Exercise: Report every line of the records that includes the word "integer".

Material supplied:
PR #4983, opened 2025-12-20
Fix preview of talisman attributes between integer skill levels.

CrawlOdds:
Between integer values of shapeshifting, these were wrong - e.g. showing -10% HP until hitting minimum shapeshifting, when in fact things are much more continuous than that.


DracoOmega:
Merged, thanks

Completed exercise:
Fix preview of talisman attributes between integer skill levels.
Between integer values of shapeshifting, these were wrong - e.g. showing -10% HP until hitting minimum shapeshifting, when in fact things are much more continuous than that.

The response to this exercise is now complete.